A 2022 amendment to Section 102(b)(7) of the Delaware General Corporation Law (DGCL) permits Delaware corporations to eliminate or limit in their certificates of incorporation, or charters, the personal liability of corporate officers for monetary damages to stockholders for breaches of their fiduciary duty of care.

Previously, such protections were available only to directors.  Like directors, officers may not be exculpated for breach of the duty of loyalty, acts or omissions not in good faith or which involve intentional misconduct or a knowing violation of law, or any transaction from which the officer derived an improper personal benefit.  However, unlike directors, officers would still be subject to liability for breaches of their duty of care in any action by or in the right of the corporation, including derivative claims, which are typically at the direction of the board of directors.

Officers subject to exculpation pursuant to the amendment to Section 102(b)(7) of the DGCL may include any individual who: 

  • Is or was president, chief executive officer, chief operating officer, chief financial officer, chief legal officer, controller, treasurer, or chief accounting officer of the corporation at any time during the course of conduct alleged in the action or proceeding to be wrongful

  • Is or was identified in the corporation's filings with the US Securities and Exchange Commission because such person is or was one of the mostly compensated executive officers of the corporation at any time during the course of conduct alleged in the action or proceeding to be wrongful, or

  • Has, by written agreement with the corporation, consented to be identified as an officer for purposes of accepting service of process.

2023 proxy season results and implications for the 2024 proxy season

As a result of this new rule, many public Delaware corporations sought stockholder approval to amend their charters to allow for officer exculpation.  There appears to have been significant stockholder support for such proposals during the 2023 proxy season, particularly at S&P 500 corporations.  Accordingly, this purported support might encourage others to consider pursuing a charter amendment for officer exculpation at their 2024 annual meeting of stockholders.  Only 1 of the 26 S&P 500 corporation proposals failed to receive the necessary support to amend the charter during the 2023 proxy season.  However, that corporation required a two-thirds supermajority to amend its charter and came within just 3 percent of adopting the amendment, suggesting overall support for the amendment.  

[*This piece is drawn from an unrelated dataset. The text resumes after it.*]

PR #962, opened 2020-12-17
Added translation for Case Claim

stephherbers:
As pointed out in Jenny's comment [here](https://github.com/dimagi/commcare-core/pull/958), this is PR into master is needed for the next mobile.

Looking beyond just the S&P 500, during the 2023 proxy season, 288 Delaware corporations included a proposal in their proxy statements requesting stockholder approval for a charter amendment to adopt an exculpatory provision for officers.[1] Stockholders approved such proposals at 231, or 80.2 percent, of the 288 companies.[2]  Finally, after the amendments to Section 102(b)(7) took effect, close to 60 percent of Delaware corporations revising their certificates of incorporation during an IPO have incorporated officer exculpation provisions. 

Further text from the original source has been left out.